Data for processing –
PR #4570, opened 2026-07-20
COR-1685 Terminate loaded process on unrecoverable agent connection loss

### LINKED ISSUE #4563: Session silently enters failover when agent connection is lost; app keeps running "meshed" as an unresponsive zombie
## Summary

When the agent connection drops mid-session (target pod replaced, agent exit, port-forward closed), the internal proxy logs `Proxy encountered a critical error, and is entering the failover state...` **and nothing is surfaced to the user**: `mirrord exec` prints nothing, the wrapped application keeps running, and every mirrord-hooked path in it (including its own listen/accept sockets) is silently broken. The developer only notices because remote traffic stops arriving; `ps` shows a perfectly healthy-looking process tree.

This compounds badly in daily use:

1. Session dies silently → developer's app becomes a zombie that must be killed by hand.
2. Killing the tree produces a confusing Node crash (`Error: read EIO` from the TTY stdin ReadStream) in every Node process in the chain (yarn/tsx watchers etc.), which looks like the app crashed rather than mirrord dying.
3. Zombies keep holding the app's local port. On the **next** mirrord session, the layer's hooked `listen()` **silently swallows** `EADDRINUSE` and binds a random ephemeral port instead — the app prints "listening on 8005" while actually listening on e.g. 57441. The new session's stolen traffic is then forwarded to the dead zombie on the real port (`failed to send the request to the local application's HTTP server: connection closed before message completed` / `Connection refused`), so the new session is *also* dead on arrival, with no error shown to the user.
4. Repeat: each restart creates another zombie and another dead session. Recovering requires manually hunting down every orphaned process.

We hit this constantly with Node.js services whose request handlers fork short-lived child processes (worker pools fork `node --inspect=4321x` children and SIGKILL them within ~300ms; other services spawn `ffmpeg`). Each such child gets the layer injected, opens a layer connection, steal-subscribes its inspector port on the agent, and dies — so a busy session generates constant layer-connection + port-subscription churn (log excerpt below), and the failure correlates strongly with "a new process just started".

## Environment

* mirrord CLI 3.234.0 (Homebrew, macOS), also reproduced on 3.181.0
* agent image `ghcr.io/metalbear-co/mirrord:3.234.0`, ephemeral agent, no operator
* macOS 26.5.1 (arm64), Node.js v20.17.0
* EKS, Kubernetes 1.34, agent picks `iptables-legacy` backend
* incoming steal with HTTP path filter (config below)

## Minimal reproduction

`repro.json`

```json
{
  "target": { "path": { "deployment": "mirrord-repro-target", "container": "app" }, "namespace": "<ns>" },
  "feature": {
    "env": false,
    "fs": { "mode": "read" },
    "network": {
      "dns": true,
      "incoming": {
        "mode": "steal",
        "http_filter": { "path_filter": "^(?!/health)", "ports": [8080] }
      },
      "outgoing": { "tcp": true, "udp": true, "ignore_localhost": true }
    }
  },
  "agent": { "ephemeral": true, "check_out_of_pods": false },
  "internal_proxy": { "log_destination": "/tmp/intproxy-repro.log", "log_level": "mirrord=info" }
}
```

`target-deployment.yaml` — any probed HTTP deployment:

```yaml
apiVersion: apps/v1
kind: Deployment
metadata:
  name: mirrord-repro-target
spec:
  replicas: 1
  selector: { matchLabels: { app: mirrord-repro-target } }
  template:
    metadata: { labels: { app: mirrord-repro-target } }
    spec:
      containers:
        - name: app
          image: registry.k8s.io/e2e-test-images/agnhost:2.45
          args: ["netexec", "--http-port=8080"]
          ports: [{ containerPort: 8080 }]
          readinessProbe: { httpGet: { path: /, port: 8080 }, periodSeconds: 5, failureThreshold: 2 }
          livenessProbe:  { httpGet: { path: /, port: 8080 }, periodSeconds: 5, failureThreshold: 3 }
```

`server.mjs` — a plain HTTP server that forks worker-pool-style children on demand:

```js
import http from 'node:http';
import { fork } from 'node:child_process';
import { fileURLToPath } from 'node:url';
import path from 'node:path';

const childPath = path.join(path.dirname(fileURLToPath(import.meta.url)), 'child.mjs');
let n = 0;
http.createServer((req, res) => {
  if (req.url.startsWith('/fork')) {
    // mimics workerpool's default process worker: fork with an inspector port, SIGKILL shortly after
    const port = 43210 + (n++ % 20);
    const c = fork(childPath, [], { execArgv: [`--inspect=${port}`], silent: true });
    setTimeout(() => c.kill('SIGKILL'), 300);
    res.end(`forked pid=${c.pid}\n`);
    return;
  }
  res.end('hi\n');
}).listen(process.env.PORT || 8080, () => console.log('listening'));
```

```js
// child.mjs
setInterval(() => {}, 1000);
```

**Steps**

1. `kubectl apply -f target-deployment.yaml`
2. `PORT=8080 mirrord exec -f repro.json -- node server.mjs`
3. (optional churn, mirrors real Node worker pools) `for i in $(seq 30); do curl -s localhost:8080/fork; sleep 0.7; done`
4. Kill the agent the way it dies in real life: `kubectl delete pod -l app=mirrord-repro-target`  <br>(organically this happens whenever the deployment rolls, the node drains, or — see "Aggravating factors" — the kubelet kills the pod because its probes were stolen)

**Observed**

* `/tmp/intproxy-repro.log` (timestamps from an actual run):

```
15:56:41.741 WARN  port-forward connection closed without any error published in relevant channel
15:56:41.741 ERROR failed to receive message from the agent, inner task down
15:56:41.741 ERROR agent unexpectedly closed connection
15:56:41.742 ERROR One of the main tasks failed        task_id=AGENT_CONNECTION
15:56:41.742 ERROR Proxy encountered a critical error, and is entering the failover state...
15:56:41.742 ERROR One of the main tasks finished unexpectedly  task_id=INCOMING_PROXY (+ OUTGOING/PING_PONG/SIMPLE/FILES)
```

* **The console shows nothing.** No output from `mirrord exec`, no exit. The `node server.mjs` process stays alive indefinitely but no longer answers even plain local `curl localhost:8080/` (accept path goes through the dead proxy). The intproxy process also stays alive in "failover".
* Killing the process tree afterwards, any Node process in the chain that had a TTY stdin ReadStream dies with:

```
Error: read EIO
    at TTY.onStreamRead (node:internal/stream_base_commons:218:20)
Emitted 'error' event on ReadStream instance ...
{ errno: -5, code: 'EIO', syscall: 'read' }
```

* Starting a **new** `mirrord exec` session while the zombie still holds the port: the app logs `listening on 8080` but `lsof` shows the layer actually bound `*:57441` (random); the zombie still owns `*:8080`; the new session's intproxy forwards stolen requests to `0.0.0.0:8080` → the zombie → `failed to send the request to the local application's HTTP server: ...`. No `EADDRINUSE` is ever raised to the app and no warning is shown.

**Expected**

* Losing the agent connection should be **loud**: kill the wrapped process (or at minimum print a prominent error to the terminal and exit non-zero), the way most people assume `mirrord exec` behaves. An opt-in "keep running unmeshed" mode would be fine, but silent failover as the default makes every downstream symptom look like an application bug.
* `listen()` failing locally with `EADDRINUSE` should be surfaced to the app (or at least warn), not silently rebound to an ephemeral port.

## Aggravating factors seen in the same sessions

These make the silent death occur *organically* (no manual pod delete needed), typically "whenever a new process starts" in the app:

1. **Worker-pool fork churn**: every `/fork` above produces on the agent a full layer lifecycle within ~500ms — `New layer connected` → `TcpSteal(PortSubscribe(All(43210)))` → SIGKILL → `Layer connection closed` → unsubscribe. Real Node services using `workerpool` (default process workers, debug port auto-allocated from 43210) do this on *every job*. The dev server's own `--inspect` port (e.g. 18005) is also steal-subscribed on the target pod. Abruptly killed children show up intproxy-side as `Layer connection failed: io failed: Connection reset by peer`.
2. **Stolen health probes** (ref [#3121](<https://github.com/metalbear-co/mirrord/issues/3121>)): with `path_filter: "^(?!/health)"`, kubelet probes on any other path (`/`, `/ready`, ...) are stolen. If the local app is slow, hung, or a zombie from a previous session, probes fail → kubelet kills the target pod → the ephemeral agent dies with it → silent failover (above) → next session's zombie makes it worse. We can also see it non-destructively: in the repro, every stolen kube-probe request fails intproxy-side with `failed to send the request to the local application's HTTP server: channel closed` at exactly the probe rate (~24/min, indefinitely, starting seconds after session start), preceded by a single agent-side error:

```
ERROR mirrord_agent::incoming::iptables: Failed to obtain the original destination of a redirected
TCP connection. Dropping the connection., error: ENOENT: No such file or directory,
connection_source: <node-ip>:49894        (mirrord/agent/src/incoming/iptables.rs:198)
```

while non-probe traffic to the same stolen port is delivered to the local app just fine. The kubelet meanwhile receives responses (apparently from the original container), so the pod stays Ready — i.e. probe traffic never reaches the local app and nobody is told. Happy to file this one separately if useful.  <br>3. **Dirty leftovers** (ref metalbear-co/mirrord#4115): after a few of these cycles, fresh sessions die within seconds of starting (`agent unexpectedly closed connection` 2–8s after `Starting mirrord-intproxy`) until the target pod is recycled.

## Impact

A team of developers using mirrord for daily "mesh into the dev cluster" workflows loses the mesh several times per hour, each time silently. Because the failure mode is "everything looks alive but no traffic arrives", each occurrence costs a long confused debugging session before someone thinks to blame mirrord, and recovering requires manually killing orphaned process trees (which themselves crash with EIO noise) before restarting.

aviramha:
## Problem

Fixes metalbear-co/mirrord#4563.

When the agent connection drops mid-session on a non-reconnectable session (OSS direct Kubernetes / external proxy — target pod replaced, agent exit, port-forward closed), the internal proxy logs `entering the failover state...` and **nothing is surfaced to the user**: `mirrord exec` prints nothing and does not exit, and the wrapped application keeps running with every mirrord-hooked path in it silently broken.

The failover strategy only delivers the error to a layer on its *next* request. An application idle in `accept()` never makes that call (no traffic arrives once the agent is gone), so it hangs indefinitely as a zombie holding its local ports, while `mirrord exec` never exits.

## Root cause

`mirrord exec` replaces the CLI with the user binary via `execv`, so once a session is running the internal proxy is the only mirrord-controlled process left that observes the agent dropping. The user binary only finds out lazily, on its next hooked syscall.

## Change

On entering failover, the internal proxy now terminates every connected layer process — `SIGTERM` first (so e.g. Node runs its exit handlers), then `SIGKILL` after a short grace for anything that ignored it — so the failure is loud and nothing lingers.

Failover is only reached on terminal, non-recoverable failures: reconnectable operator sessions reconnect inside `AgentConnection` and never get here, so no extra gating is required. Signalling is compiled out under `cfg(test)` (unit tests never signal real pids) and on non-unix targets.

## Verification

Reproduced on a local k3s cluster with an OSS (`operator: false`) steal session, then confirmed the fix with a freshly built CLI. After deleting the target pod, hands-off:

|  | Before | After |
| -- | -- | -- |
| App process | zombie, alive indefinitely | terminated (clean `SIGTERM`, exit 143) |
| `mirrord exec` | never exits | exits |
| Local port | held by zombie | released |
| Diagnostics | silent | log names the process and the reason |

`cargo fmt --check`, `cargo clippy --all-targets -- -D warnings`, and all internal-proxy tests pass.


mirrord/intproxy/src/failover_strategy.rs
```diff
@@ -45,6 +76,74 @@ impl FailoverStrategy {
...
+    async fn terminate_connected_processes(&self) {
+        let pids = self
+            .connected_layers
+            .values()
+            .map(|info| {
+                tracing::error!(
+                    pid = info.pid,
+                    process = info.name,
+                    cause = %self.fail_cause,
+                    "Agent connection was lost and cannot be recovered. Terminating the meshed \
```
aviramha: meshed process isn't a mirrord/MetalBear term.
Use injected/loaded.

mirrord/intproxy/src/failover_strategy.rs
```diff
@@ -45,6 +76,74 @@ impl FailoverStrategy {
...
+    /// hangs forever as a zombie holding its ports. Rather than fail silently, we terminate every
+    /// connected process so the failure is loud and nothing lingers.
+    ///
+    /// See [`Self::signal_processes`] for the per-platform termination.
+    async fn terminate_connected_processes(&self) {
+        let pids = self
+            .connected_layers
+            .values()
+            .map(|info| {
+                tracing::error!(
```
gememma: feels a bit weird to have an error log emitted for every layer instead of a single log at the top of the function which includes all this info 👀 it logs `cause = %self.fail_cause` individually for each layer even though it never changes, as well as the message

mirrord/intproxy/src/failover_strategy.rs
```diff
@@ -45,6 +76,74 @@ impl FailoverStrategy {
...
+            // SAFETY: FFI. An invalid or exited pid yields a null handle, which we skip; every
+            // opened handle is closed. `TerminateProcess` on a valid handle cannot fail us into UB.
+            unsafe {
+                let handle = OpenProcess(PROCESS_TERMINATE, FALSE, pid as u32);
+                if handle.is_null() {
+                    continue;
+                }
+                TerminateProcess(handle, 1);
+                CloseHandle(handle);
+            }
```
gememma: can we avoid the unsafe with something like this?
```rust
#[cfg(windows)]
std::process::Command::new("taskkill")
    .args(["/pid", &pid, "/t"])
    .output()?;
```

mirrord/intproxy/src/failover_strategy.rs
```diff
@@ -30,8 +45,24 @@ pub(super) struct FailoverStrategy {
...
+    connected_layers: HashMap<LayerId, ProcessInfo>,
 }
 
+/// Grace period between the `SIGTERM` and the `SIGKILL` we send to the meshed processes on a
+/// terminal failure, giving them a chance to run their own shutdown before we force the issue.
+/// Shortened under test so the real termination path can be exercised without a slow wait.
+#[cfg(all(unix, not(test)))]
+const TERMINATION_GRACE: Duration = Duration::from_secs(2);
+#[cfg(all(unix, test))]
+const TERMINATION_GRACE: Duration = Duration::from_millis(50);
```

What to produce – Would you please work out how many lines of the data hold "only"? Reply with the number alone.

Final answer – 4